The final tale unfurled, a poignant melodrama that elicited no words of remorse from within me. For it was in this genre that we found solace, our favorite refuge. Oh, how vividly I recalled those carefree days when we were but teenagers, inseparable in our pursuits of joy. Laughter echoed through the corridors of time, a treasured memory now lost. Yet, as I grapple with the present, I find myself entangled in the suffocating grip of loneliness, similar to the very essence of this story. Perhaps it was all a fleeting daydream, an illusion I yearned to make real. If only I had been granted more time, the ending could have been rewritten, fate altered. Regret courses through my veins, whispering, "Had I not surrendered myself so wholly to the demands of work, I would not be mired in this desolation." Regrettably, this is the nature of our human existence—imperfect and irreversible. Lessons are learned, but often at a cost, and why must they manifest now, when the hourglass runs dry? Lost in the whirlwind of my duties, I failed to grasp the significance of our bond. And now, she has vanished, lost to the realm of absence. The world, unyielding in its indifference, reveals its relentless truth. We humans toil ceaselessly to quell the gnawing hunger, to stave off starvation, and to ward off genetic strife. It is no wonder that I succumbed to the siren call of work, for I was gripped by the fear of failure. But it was not my own hands that sculpted this cruel existence; it was the external forces that surrounded me, shaping me into a mere cog in the grand machinery. I can no longer recognize the remnants of my humanity.

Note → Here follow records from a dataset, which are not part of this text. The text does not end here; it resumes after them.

PR #8597, opened 2025-06-19
support upload 3d model to custom subfolder

jtydhr88:
BE change for https://github.com/Comfy-Org/ComfyUI_frontend/pull/4209 to support subfolder of 3d folder

### DIFF
--- a/comfy_extras/nodes_load_3d.py
+++ b/comfy_extras/nodes_load_3d.py
@@ -5,6 +5,8 @@ import os
 from comfy.comfy_types import IO
 from comfy_api.input_impl import VideoFromFile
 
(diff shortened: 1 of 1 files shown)


christian-byrne (approved):
Adds subfolder support for 3D model loading using `pathlib.rglob()`.  Implementation looks good.

**Testing**: Benchmarked `rglob("*")` with filtering vs other approaches - current implementation is 2-3x faster. Scales well with large directories.

This PR must be merged BEFORE the frontend PR https://github.com/Comfy-Org/ComfyUI_frontend/pull/4209. The frontend is already sending subfolder parameters that require this backend support to function correctly.

PR #11227, opened 2025-12-10
[BlockInfo] Lumina

Haoming02:
1. Added 3 block informations to the `transformer_options` for **Lumina** & **Z-Image**:
    - **block_index** - the index of the current block
    - **total_blocks** - the total amount of blocks of that type
    - **block_type** - single / double


Kosinkadink:
Can you also make the tensors be created on the CPU on this one as well?

Kosinkadink:
Comfy was able to get the int stuff not to cause a massive amount of graph breaks via https://github.com/comfyanonymous/ComfyUI/pull/11317, so if you can get this PR back to using ints instead of tensors, I can merge it! Sorry for the drawn out back and forth.

guill (approved):

PlagueBread666 (approved):

PR #11238, opened 2025-12-10
comfy_api: remove usage of "Type","List" and "Dict" types

bigcat88:
As of Python **3.9**, these types have been marked as deprecated and can be replaced by native type annotations.


bigcat88:
+label: Core

Issue #11101, opened 2025-12-04
Color Space inconsistency


IcelandicCenterArtificialIntelligence:
### Custom Node Testing

- [x] I have tried disabling custom nodes and the issue persists (see [how to disable custom nodes](https://docs.comfy.org/troubleshooting/custom-node-issues#step-1%3A-test-with-all-custom-nodes-disabled) if you need help)

### Expected Behavior

The colors displayed in ALL the image visualizations in ComfyUI should be the same. 

### Actual Behavior

However some nodes, do not do color correction based on the color spae of the image file, and so the colors are wrong. Some nodes as the Load Image node works fine, and displays the colors fine. But other like the preview Image node fail at managing the color and display an sRGB version of the image. 

https://imgur.com/a/LKemFE4

### Steps to Reproduce

1. Find an image file with color space adobe RGB (1988) (the issue may happen with other color spaces, but that's the one we confirmed). The image should have "extreme" colors, out of the normal sRGB range, or you won't see a difference. Or you can use this one: https://www.persnicketyprints.com/wp-content/uploads/2019/09/AdobeRGB_colorprofile2-1024x660.jpg
2. Use a Load Image node to load the image. 
3. Connect the output of the Load image node to a Preview Image node. 
4 Run it.
5. You should be able to see the colors are different, not much, but obviously different. Like here: https://imgur.com/a/LKemFE4

### Debug Logs

```powershell
There is no code error here, it's just incomplete implementation or standards or something...

[ComfyUI-Manager] All startup tasks have been completed.
got prompt
Prompt executed in 0.12 seconds
got prompt
Prompt executed in 0.12 seconds
got prompt
Prompt executed in 0.20 seconds
got prompt
Prompt executed in 0.01 seconds
got prompt
Prompt executed in 0.03 seconds
```

### Other

This is a problem specially in professional environments where we work with image files with embedded color spaces, like adobe RGB (1998).

Also, a Comparer node won't work for this because it's the same image, what changes is the representation of color. 

And yes, we tried with all the custom nodes disabled in a new comfyui.

Vijay2359:
it is because the comfyui uses sRGB while loading nor the adobeRGB because of that we get less staturation 
you can test in by loading the same output image as an input we will ge the exact same image

IcelandicCenterArtificialIntelligence:
Yes, and that's the issue. The image loader (all image loaders in comfyUI) should load the color space profile embedded into the image, if any, or else sRGB , that's the standard.

PR #11241, opened 2025-12-10
Fix: Apply embedded ICC color profiles when loading images to ensure correct sRGB conversion

Vijay2359:
### Summary

This PR adds proper ICC color profile handling to the `LoadImage` node so that non-sRGB images (such as Display-P3, AdobeRGB, ProPhotoRGB, Rec.2020, etc.) are correctly converted to sRGB during loading.

This fixes the color-shift problem reported in:
Fixes comfyanonymous/ComfyUI#11101

### Problem

ComfyUI currently ignores embedded ICC profiles, which causes images in wide-gamut color spaces to appear washed-out or desaturated because they are interpreted as sRGB without conversion.

### Solution

This PR:

- Detects embedded ICC profiles (`icc_profile` field)
- Converts the source color space → sRGB using Pillow's `ImageCms.profileToProfile()`
- Falls back safely if ICC data is missing or invalid
- Ensures correct colors in PreviewImage and downstream nodes

### Example Patch
import io
        from PIL import ImageCms

        try: 
            if "icc_profile" in img.info:
                icc_bytes = img.info["icc_profile"]

                src_profile = ImageCms.ImageCmsProfile(io.BytesIO(icc_bytes))
                dst_profile = ImageCms.createProfile("sRGB")

                img = ImageCms.profileToProfile(
                    img,
                    src_profile,
                    dst_profile,
                    outputMode="RGB"
                )
        except Exception as e:
             print("Icc color profile conversion failed:",e)


Vijay2359:
#Benefits

Eliminates color shifts when loading P3 / AdobeRGB / ProPhoto images

Matches behavior of color-managed applications (Photoshop, macOS Preview, Chrome, etc.)

No breaking changes for sRGB workflows

Very low overhead; only runs if an ICC profile exists

PR #11247, opened 2025-12-10
WanMove support

kijai:
Adds nodes to use WanMove: https://github.com/ali-vilab/Wan-Move

- Conditioning node that applies the modified cond latents
- Visualization node to draw the paths
- Node to generate simple paths

For more future proof approach than just using json string input like ATI, I added:
- New input type to handle Tracks -dictionary that currently holds the path and visibility tensors
- Node to convert json coords from nodes such as SplineEditor to WanMove compatible format

Model is basically finetuned Wan 2.1 I2V, model code needs no modifications.

### DIFF
--- a/comfy_extras/nodes_wanmove.py
+++ b/comfy_extras/nodes_wanmove.py
@@ -86,6 +86,7 @@ def create_pos_embeddings(
 def replace_feature(
     vae_feature: torch.Tensor,  # [B, C', T', H', W']
     track_pos: torch.Tensor,    # [B, N, T', 2]
+    strength: float = 1.0
 ) -> torch.Tensor:
     b, _, t, h, w = vae_feature.shape
     assert b == track_pos.shape[0], "Batch size mismatch."
@@ -121,7 +122,10 @@ def replace_feature(
 
     # Get source features and assign to target positions
     src_features = vae_feature[batch_idx, :, 0, h_source, w_source]
-    vae_feature[batch_idx, :, t_target, h_target, w_target] = src_features
+    dst_features = vae_feature[batch_idx, :, t_target, h_target, w_target]
+
+    vae_feature[batch_idx, :, t_target, h_target, w_target] = dst_features + (src_features - dst_features) * strength
+
 
     return vae_feature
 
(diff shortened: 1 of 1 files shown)


kijai:
+label: Core

kijai:
Simple test workflow:

[WanMove_testing.json](https://github.com/user-attachments/files/24084690/WanMove_testing.json)


https://github.com/user-attachments/assets/0fe41183-8c89-44d6-8485-afa09a24e621

kijai:
Added a node to generate simple tracks from start/mid(optional)/end normalized coordinates, so that this doesn't fully rely on external custom nodes to use, as I'm well aware my SplineEditor -node is flimsy.

[WanMove_testing_2.json](https://github.com/user-attachments/files/24100752/WanMove_testing_2.json)

zwukong:
I tried ,too slow and result not right(move  to the wrong direction). vram management is  not efficient i think.Can you add your block swapper to native flow? it will be great😄

https://github.com/user-attachments/assets/9b994ffb-8455-41cb-afef-ec53b8120dcc

kijai:
> I tried ,too slow and result not right(move  to the wrong direction). vram management is  not efficient i think.Can you add your block swapper to native flow? it will be great😄
> 
> https://github.com/user-attachments/assets/9b994ffb-8455-41cb-afef-ec53b8120dcc
> 
> 
> 
> 
> 

The background is being moved there, it's working as intended.

This isn't any proper final workflow, you'll want to use sageattention etc. to get matching speed.

There's no need for any block swap, memory is managed automatically in native workflows.

zwukong:
Much slower than your wrapper, almost twice the time, latest comfyui has too many problems. I can't use torch compile, too much vram cost, oom... I have to keep a much older torch2.6 comfyui to run wan.

kijai:
> Much slower than your wrapper, almost twice the time, latest comfyui has too many problems. I can't use torch compile, too much vram cost, oom... I have to keep a much older torch2.6 comfyui to run wan.

That's all unrelated to this PR as this doesn't affect any of that, the WanMove model is fine-tune of the 14B Wan 2.1 I2V, so it's resource usage is identical to that.

zwukong:
yes i agree. By the way,Wan2.2-I2V-A14B-high-rCM4.0-merged.pt seems to have a very good result.  they make a comparision here https://github.com/NVlabs/rcm/blob/main/Wan.md

PR #11259, opened 2025-12-11
Fix VAEEncodeForInpaint to support WAN VAE tuple downscale_ratio

ChrisFab16:
- Handle WAN VAE downscale_ratio which is a tuple (function, min, max) instead of integer
- Fixes TypeError when using VAEEncodeForInpaint with Qwen Image/WAN VAEs
- Backward compatible with standard VAEs that use integer downscale_ratio

### DIFF
--- a/nodes.py
+++ b/nodes.py
@@ -374,14 +374,15 @@ class VAEEncodeForInpaint:
     CATEGORY = "latent/inpaint"
 
     def encode(self, vae, pixels, mask, grow_mask_by=6):
-        x = (pixels.shape[1] // vae.downscale_ratio) * vae.downscale_ratio
-        y = (pixels.shape[2] // vae.downscale_ratio) * vae.downscale_ratio
+        downscale_ratio = vae.spacial_compression_encode()
+        x = (pixels.shape[1] // downscale_ratio) * downscale_ratio
+        y = (pixels.shape[2] // downscale_ratio) * downscale_ratio
         mask = torch.nn.functional.interpolate(mask.reshape((-1, 1, mask.shape[-2], mask.shape[-1])), size=(pixels.shape[1], pixels.shape[2]), mode="bilinear")
 
         pixels = pixels.clone()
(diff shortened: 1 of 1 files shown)


nodes.py
```diff
@@ -374,14 +374,32 @@ def INPUT_TYPES(s):
     CATEGORY = "latent/inpaint"
 
     def encode(self, vae, pixels, mask, grow_mask_by=6):
-        x = (pixels.shape[1] // vae.downscale_ratio) * vae.downscale_ratio
-        y = (pixels.shape[2] // vae.downscale_ratio) * vae.downscale_ratio
+        # Handle WAN VAE downscale_ratio which can be a tuple (function, min, max)
```
rattus128: are these actually min/max?

It looks like x and y. This code looks like it might be solving the same problem:

```
    def spacial_compression_decode(self):
        try:
            return self.upscale_ratio[-1]
        except:
            return self.upscale_ratio

    def spacial_compression_encode(self):
        try:
            return self.downscale_ratio[-1]
        except:
            return self.downscale_ratio

```

Can you just call vae.spacial_compression_encode():

```
        x = (pixels.shape[1] // vae.spacial_compression_encode()) * vae.spacial_compression_encode()
        y = (pixels.shape[2] // vae.spacial_compression_encode()) * vae.spacial_compression_encode()
```

rattus128 (changes requested):

ChrisFab16:
Thanks for the feedback, @rattus128! 
I updated VAEEncodeForInpaint to use vae.spacial_compression_encode() for the downscale ratio and offsets, matching the existing VAE helper used elsewhere. This removes the manual tuple handling and works for both WAN-style tuples and standard ints. Tested locally with mock VAEs; both tuple and int downscale cases behave as expected.

rattus128:
If you check the diff here, I think your IDE or git or something has done a full whitespace reformat of the file. You will need to reduce the diff back to just the content changes with whitespace consistency to surrounds.

image

PR #11261, opened 2025-12-11
feat(preview): add per-queue live preview method override

ltdrdata:
This is a PR intended to replace the runtime preview method adjustment feature that was previously included in ComfyUI-Manager.

Instead of using a shared backend setting, the frontend settings are now applied per-prompt, allowing the configuration to be adjusted dynamically.

Because the settings are prompt-dependent, configurations that are already in the queue cannot be changed.

This PR replaces following PR:
https://github.com/comfyanonymous/ComfyUI/pull/6269

### DIFF
--- a/comfy/cli_args.py
+++ b/comfy/cli_args.py
@@ -97,6 +97,13 @@ class LatentPreviewMethod(enum.Enum):
     Latent2RGB = "latent2rgb"
     TAESD = "taesd"
 
+    @classmethod
+    def from_string(cls, value: str):
+        for member in cls:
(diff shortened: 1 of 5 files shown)


Kosinkadink:
Looked through the code + ran locally, seems fine. We will not be supporting multiple workflows running on the same machine at the same time anytime soon, so the fact this changes the preview state globally should be okay.

Kosinkadink (approved):

tester4488:
no more preview in the ksampler with qwen-image-edit

PR #11304, opened 2025-12-13
Basic implementation of z image fun control union 2.0

comfyanonymous:
The inpaint part is currently missing and will be implemented later.

I think they messed up this model pretty bad. They added some control_noise_refiner blocks but don't actually use them. There is a typo in their code so instead of doing control_noise_refiner -> control_layers it runs the whole control_layers twice.

Unfortunately they trained with this typo so the model works but is kind of slow and would probably perform a lot better if they corrected their code and trained it again.

### DIFF
--- a/comfy/ldm/lumina/controlnet.py
+++ b/comfy/ldm/lumina/controlnet.py
@@ -41,6 +41,11 @@ class ZImage_Control(torch.nn.Module):
         ffn_dim_multiplier: float = (8.0 / 3.0),
         norm_eps: float = 1e-5,
         qk_norm: bool = True,
+        n_control_layers=6,
+        control_in_dim=16,
+        additional_in_dim=0,
+        broken=False,
+        refiner_control=False,
         dtype=None,
         device=None,
         operations=None,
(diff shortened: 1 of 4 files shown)


bubbliiiing:
After carefully reading the code, I noticed this issue exists, but if the model's performance is unaffected, reassigning values to the weights seems to resolve the speed issue—am I correct?

bubbliiiing:
If I assign the weights from the first two layers of the control layer to the control_noise_refiner and then perform inference using these modified weights, it seems to achieve consistent results.

bubbliiiing:
Well, this issue doesn't seem as simple as I initially thought. It looks like the only way to resolve the slow speed is to retrain—the input for the latter segment is the output from the previous segment. I'm really sorry for causing this mistake.

bubbliiiing:
Hello, could you please take a look and see if the fix in this PR is correct? I'll try training with the new code: https://github.com/aigc-apps/VideoX-Fun/pull/404. Thank you so much!

comfyanonymous:
Yes that seems fine.

MeiYi-dev:
> Yes that seems fine.

https://huggingface.co/alibaba-pai/Z-Image-Turbo-Fun-Controlnet-Union-2.0/tree/main

They have uploaded the 2.1 version which fixes the issue you mentioned.

image

Currently this error occurs for a user on Bonodoco

bubbliiiing:
> Yes that seems fine.

Thanks for your reply.

PR #11340, opened 2025-12-16
Support the new qwen edit 2511 reference method.

comfyanonymous:
index_timestep_zero can be selected in the
FluxKontextMultiReferenceLatentMethod now with the display name set to the more generic "Edit Model Reference Method" node.


Peyman1998Cheraghi (commented):
[Apple-Human-Rights-Policy.pdf](https://github.com/user-attachments/files/24180853/Apple-Human-Rights-Policy.pdf)

zwukong:
where is the model 😄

"Love or hate?" A question hangs heavy in the air, as the dichotomy taunts my senses. It's undeniable how favoritism can permeate our world. People constantly seek attention, allowing their desires to overpower their rationality. I, too, find myself caught in this intricate web. Driven by a deep desire to prove others wrong, I felt compelled to defy their judgments and show that I am not a failure. This determination has been with me since the very beginning of my dreams. I longed to be the one who stood out, to receive admiration from everyone around me.
I made up my choice. I refused to bring myself to the depths of hatred. It was only a feeling of grief. It was only a feeling of despair that made me like this. But what happened to her made me realize that I should choose the right society that would chase me away from downfall decisions. I realized how competitive I was. I experienced attacks of dread and panic at the realization that I was the sole individual who was completely different from the world. I found talking to other people to be all but impossible. "What should I discuss? How do I phrase this? I'm not sure." But now, everything has changed. I became who I am today because of the songs she left behind. This is the sound of music, and this album was filled with our memories, Thank you! And Goodbye. I have always loved you from the very start. I am no longer swallowed with hate, and now, I can see the world in a bright light once again.